Posted by: curmudgeonlytroll | January 31, 2011 8:24 PM | Report abuse

I'd gladly trade the risk of a new "Medicare for all" policy for the removal of the specter of Congress having carte blanche to regulate any "economic decision" I make.

If Congress is forced to actually pay the political heat and fund new laws properly with taxes, then so be it. If you get the votes, fine. But then, so can taxes and programs be repealed as well.

Legal precedent on the other hand, lasts much much longer than any one policy or tax.

Posted by: vimrich | January 31, 2011 8:26 PM | Report abuse

The ACA was passed nearly a year ago, and already it has been repealed with MORE VOTES in the House than the number IT PASSED BY.
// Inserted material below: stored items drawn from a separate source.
PR #2648, opened 2018-01-04
BGL Play after load fixes

karimJWP:
### This PR will...
- convert string `skipOffsets` to number when updating `_backgroundLoadPosition`
- call `model.setActiveItem(index)` right before returning the provider promise
- remove offset percentage conversion logic of [commercial](https://github.com/jwplayer/jwplayer-commercial/pull/4481) and implement it in `utils/strings`
- check if position > duration -5 when ad time is updated since at that point we should no the duration.
- enables preloading during  a preRoll triggered after a playlist load (only for vast)
- prevents playing the wrong item when `play` is called immediately after `load`
- if a playlist item is loaded with a preRoll on IMA, the playlist item will never preLoad because we never get the skipoffset from IMA; IMA never calls the instream adapter's `loadItem`.
https://github.com/jwplayer/jwplayer-commercial/pull/4481
#### Addresses Issue(s):
JW8-930

### DIFF
--- a/src/js/api/config.js
+++ b/src/js/api/config.js
@@ -50,7 +50,8 @@ const Defaults = {
         unmute: 'Unmute'
     },
     renderCaptionsNatively: false,
-    nextUpDisplay: true
+    nextUpDisplay: true,
+    itemReady: false
 };
 
 function _deserialize(options) {
--- a/src/js/api/config.js
+++ b/src/js/api/config.js
@@ -50,8 +50,7 @@ const Defaults = {
         unmute: 'Unmute'
     },
     renderCaptionsNatively: false,
-    nextUpDisplay: true,
-    itemReady: false
+    nextUpDisplay: true
 };
 
 function _deserialize(options) {
--- a/src/js/controller/captions.js
+++ b/src/js/controller/captions.js
@@ -26,7 +26,7 @@ const Captions = function(_model) {
     }, this);
 
     // Update tracks once we know "renderCaptionsNatively" based on provider
-    _model.on('itemReady', () => {
+    _model.on('change:itemReady', () => {
         // Sideload tracks when not rendering natively
         const item = _model.get('playlistItem');
         const tracks = item.tracks;
--- a/src/js/controller/instream-adapter.js
+++ b/src/js/controller/instream-adapter.js
@@ -202,7 +202,7 @@ var InstreamAdapter = function(_controller, _model, _view, _mediaPool) {
         if (skipoffset) {
             // Start background loading once the skip button is clickable
             _this.setupSkipButton(skipoffset, _options);
-            _backgroundLoadPosition = skipoffset;
+            _backgroundLoadPosition = typeof skipoffset === 'string' ? utils.seconds(skipoffset) : skipoffset;
         } else {
             // If no skipoffset is set, default to background loading 5 seconds before the end
             _backgroundLoadPosition = item.duration - BACKGROUND_LOAD_OFFSET;
--- a/src/js/controller/instream-adapter.js
+++ b/src/js/controller/instream-adapter.js
@@ -4,7 +4,7 @@ import { STATE_BUFFERING, STATE_COMPLETE, STATE_PAUSED,
     INSTREAM_CLICK, AD_SKIPPED } from 'events/events';
 import { BACKGROUND_LOAD_OFFSET, BACKGROUND_LOAD_MIN_OFFSET } from '../program/program-constants';
 import Promise from 'polyfills/promise';
-import { offsetSeconds } from 'utils/strings';
+import { offsetToSeconds } from 'utils/strings';
 import Events from 'utils/backbone.events';
 import _ from 'utils/underscore';
 import AdProgramController from 'program/ad-program-controller';
@@ -139,7 +139,7 @@ var InstreamAdapter = function(_controller, _model, _view, _mediaPool) {
         // Start background loading once the skip button is clickable
         // If no skipoffset is set, default to background loading 5 seconds before the end
         if (!_backgroundLoadPosition) {
-            _backgroundLoadPosition = offsetSeconds(_skipOffset, duration) || duration - BACKGROUND_LOAD_OFFSET;
+            _backgroundLoadPosition = offsetToSeconds(_skipOffset, duration) || duration - BACKGROUND_LOAD_OFFSET;
         }
         if (!_backgroundLoadTriggered && position >= _backgroundLoadPosition) {
             _controller.preloadNextItem();
--- a/src/js/controller/instream-adapter.js
+++ b/src/js/controller/instream-adapter.js
@@ -26,7 +26,7 @@ var InstreamAdapter = function(_controller, _model, _view, _mediaPool) {
     let _backgroundLoadTriggered = false;
     let _oldpos;
     let _skipOffset;
-    let _backgroundLoadPosition;
+    let _backgroundLoadStart;
     let _destroyed = false;
     let _inited = false;
 
@@ -138,10 +138,11 @@ var InstreamAdapter = function(_controller, _model, _view, _mediaPool) {
 
         // Start background loading once the skip button is clickable
         // If no skipoffset is set, default to background loading 5 seconds before the end
-        if (!_backgroundLoadPosition) {
-            _backgroundLoadPosition = offsetToSeconds(_skipOffset, duration) || duration - BACKGROUND_LOAD_OFFSET;
+        if (!_backgroundLoadStart) {
+            // Ensure background loading doesn't degrade ad performance by starting too early
+            _backgroundLoadStart = offsetToSeconds(_skipOffset, duration) || duration - BACKGROUND_LOAD_OFFSET;
         }
-        if (!_backgroundLoadTriggered && position >= _backgroundLoadPosition) {
+        if (!_backgroundLoadTriggered && position >= Math.max(_backgroundLoadStart, BACKGROUND_LOAD_MIN_OFFSET)) {
             _controller.preloadNextItem();
             _backgroundLoadTriggered = true;
         }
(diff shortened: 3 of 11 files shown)


src/js/controller/instream-adapter.js
```diff
@@ -201,7 +201,7 @@ var InstreamAdapter = function(_controller, _model, _view, _mediaPool) {
         if (skipoffset) {
             // Start background loading once the skip button is clickable
             _this.setupSkipButton(skipoffset, _options);
-            _backgroundLoadPosition = skipoffset;
+            _backgroundLoadPosition = typeof skipoffset === 'string' ? utils.seconds(skipoffset) : skipoffset;
```
robwalch: - `utils.seconds(skipoffset)` has a type check do you should just use it, don't add a check around it.
- skipOffset can be a percentage in which case this won't work - look at asktipbutton.js and consider updating and reading adModel 'skipOffset' after the time has been updated
- When skipOffset is a percent it will not be calculated until the ad duration is known so this should be async

src/js/controller/instream-adapter.js
```diff
@@ -201,7 +201,7 @@ var InstreamAdapter = function(_controller, _model, _view, _mediaPool) {
...
         } else {
             // If no skipoffset is set, default to background loading 5 seconds before the end
             _backgroundLoadPosition = item.duration - 5;
```
robwalch: Ad duration may not be known until ad playback starts. This logic should really go into a time handler.

src/js/program/program-controller.js
```diff
@@ -58,6 +56,7 @@ export default class ProgramController extends Eventable {
                 this._setActiveMedia(mediaController);
                 // Initialize the provider last so it's setting properties on the (newly) active media model
                 mediaController.provider.init(item);
+                model.setActiveItem(index);
```
robwalch: Setting of playlist item and index should be synchronous. This would make `setPlaylistItem()` and `setPlaylistIndex` asynchronous.

robwalch: oh nvrmind!

robwalch: Can this come after `this.providerPromise` ? If that doesn't work, the one on line 84 won't work either.

robwalch: It should work if play() always follows `this.providerPromise`.

robwalch: Just after `this._setActiveMedia` is good enough.

karimJWP:
test this please

src/js/controller/instream-adapter.js
```diff
@@ -3,6 +3,7 @@ import { STATE_BUFFERING, STATE_COMPLETE, STATE_PAUSED,
     ERROR, MEDIA_META, MEDIA_TIME, MEDIA_COMPLETE,
     PLAYLIST_ITEM, PLAYLIST_COMPLETE, INSTREAM_CLICK, AD_SKIPPED } from 'events/events';
 import utils from 'utils/helpers';
+import { offsetSeconds } from 'utils/strings';
```
johnBartos: `offsetSeconds` isn't a name which describes what the function does. What about something like `toSeconds`?

karimJWP: @johnBartos  agreed, its not the best name but we already have a `seconds` function. The added benefit of this function is that it handles offsets that are percentages as well (i.e. '30%' ) . So this is specific to offsets. `offsetToSeconds`?

src/js/utils/strings.js
```diff
@@ -99,6 +99,19 @@ export function seconds(str, frameRate) {
...
 
+// Convert an offset string to a number; supports conversion of percentage offsets
+export function offsetSeconds(offset, duration, frameRate) {
+    if (_.isString(offset) && offset.slice(-1) === '%') {
+        const percent = parseFloat(offset);
+        if (duration && !isNaN(percent)) {
+            return duration * percent / 100;
+        }
+        return 0;
+    } else if (!isNaN(Number(offset))) {
```
johnBartos: Can we split this so that we only call the `Number(offset`) constructor once?

src/js/utils/strings.js
```diff
@@ -99,6 +99,19 @@ export function seconds(str, frameRate) {
...
+        return Number(offset);
```
johnBartos: Can we use `parseInt` or `parseFloat` instead? The `Number` constructor can cast all sorts of stuff, including hex, which we may not want.

src/js/utils/strings.js
```diff
@@ -99,6 +99,19 @@ export function seconds(str, frameRate) {
     return sec;
 }
 
+// Convert an offset string to a number; supports conversion of percentage offsets
+export function offsetSeconds(offset, duration, frameRate) {
```
johnBartos: Add unit tests

src/js/utils/strings.js
```diff
@@ -99,6 +99,17 @@ export function seconds(str, frameRate) {
...
 }
 
+// Convert an offset string to a number; supports conversion of percentage offsets
+export function offsetToSeconds(offset, duration, frameRate) {
+    if (_.isString(offset) && offset.slice(-1) === '%') {
+        const percent = parseFloat(offset);
+        if (duration && !isNaN(percent)) {
+            return duration * percent / 100;
+        }
+        return 0;
```
robwalch: We should not return 0 if duration is unknown. The result is not an offset of `0` seconds. We should return `null` and then so code using this util knows to wait for a valid duration.

src/js/utils/strings.js
```diff
@@ -99,6 +99,17 @@ export function seconds(str, frameRate) {
     return sec;
 }
 
+// Convert an offset string to a number; supports conversion of percentage offsets
+export function offsetToSeconds(offset, duration, frameRate) {
+    if (_.isString(offset) && offset.slice(-1) === '%') {
+        const percent = parseFloat(offset);
+        if (isNaN(duration) || isNaN(percent)) {
```
robwalch: If duration is `0` (or falsy), then we also do not want to return a final result:

`if (!duration || isNaN(duration) || isNaN(percent)) {`

johnBartos:
test this please

karimJWP:
@johnBartos and @robwalch , pdw @dannyfinks integration tests are flaky for IE 10. @dannyfinks do we have your blessing ?

dannyfinks:
@karimJWP good to go

src/js/program/program-controller.js
```diff
@@ -89,6 +89,7 @@ class ProgramController extends Eventable {
                     return nextMediaController;
                 }
             });
+        model.setActiveItem(index);
```
robwalch: This change breaks the test I added over the weekend that ensure that "playlistItem" is triggered before other events.

I think we should remove this change to when `model.setActiveItem(index);`, and instead add an "itemReady" property to the model, that is set to `false` at the beginning of `setActiveItem(index)` and then set to `true` where we trigger "itemReady". This property would be used as the condition for queuing commands on the controller so that `play` when called on playlistItem, does not execute until everything in this method is resolved.

robwalch: @karimJWP @johnBartos 
https://github.com/jwplayer/jwplayer/blob/master/src/js/controller/controller.js#L908-L919

This is the condition under which we wait to execute `play`. It seems like since `activeProvider` is set in between items, play can be run while `setActiveItem` is running. Having an "itemReady" flag would help us prevent this.

```js
        // Setup ApiQueueDecorator after instance methods have been assigned 
        const apiQueue = new ApiQueueDecorator(this, [
            'play',
            'pause',
            'seek',
            'setCurrentAudioTrack',
            'setCurrentCaptions',
            'setCurrentQuality',
            'setFullscreen',
        ], () => !_programController.activeProvider);
```

karimJWP:
test this please

src/js/api/config.js
```diff
@@ -50,7 +50,8 @@ const Defaults = {
         unmute: 'Unmute'
     },
     renderCaptionsNatively: false,
-    nextUpDisplay: true
+    nextUpDisplay: true,
+    itemReady: false
```
robwalch: This goes in `INITIAL_PLAYER_STATE`, not here in the default config (it's not configurable).

src/js/controller/captions.js
```diff
@@ -26,7 +26,7 @@ const Captions = function(_model) {
     }, this);
 
     // Update tracks once we know "renderCaptionsNatively" based on provider
-    _model.on('itemReady', () => {
+    _model.on('change:itemReady', () => {
```
robwalch: This will fire when it's changed to false and to true. It should only run when true. You can prevent change:itemReady with false if you set false directly on the `model.attributes`.

src/js/program/program-controller.js
```diff
@@ -45,6 +45,7 @@ class ProgramController extends Eventable {
         const item = model.get('playlist')[index];
 
         model.setActiveItem(index);
+        model.set('itemReady', false);
```
robwalch: This should be set before `setActiveItem`. To prevent this from trigging a change event, set it directly on the `model.attributes`:
  
```js
model.attributes.itemReady = false;
model.setActiveItem(index);
```

src/js/program/program-controller.js
```diff
@@ -213,8 +213,7 @@ class ProgramController extends Eventable {
         this._setActiveMedia(castMediaController);
         // Initialize the provider last so it's setting properties on the (newly) active media model
         castMediaController.provider.init(playlistItem);
-        model.trigger('itemReady', playlistItem);
-
+        model.set('itemReady', true);
```
robwalch: Since we don't call `model.setActiveItem` there is no "playlistItem" event here. If we do need the "change: itemReady" event the you do have to set "itemReady" to false first (before `_setActiveMedia`)

src/js/controller/model.js
```diff
@@ -13,6 +13,7 @@ const Model = function() {
     let _provider;
     this.mediaModel = new MediaModel();
 
+
```
robwalch: extra line

karimJWP:
test this please

johnBartos:
`
Expected that the event on('adClick') has triggered the correct number of times

	expected:	1
	got:		1
`

Hmmmm. Results look fine to me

Mr. Klein, both the courts AND the people hate this law. It needs to be repealed. Do we have to wait another two years? I guess we do.

Posted by: EowynR | January 31, 2011 8:41 PM | Report abuse

Medicare is going broke and the program is a huge driver of our deficit. It's not going to be expanded. If anything, I'd expect the eligibility age to increase with time, much as it has for SS.

"And there's no way we see a Speaker Pelosi again because Republicans are going to Gerrymander the county."..Not going to happen. California now has an independent panel of citizens with responsibility for redrawing Congressional districts. Much as I'd like to see Ms Pelosi go, the process for redrawing her district will be much more impartial going forward than it has been historically.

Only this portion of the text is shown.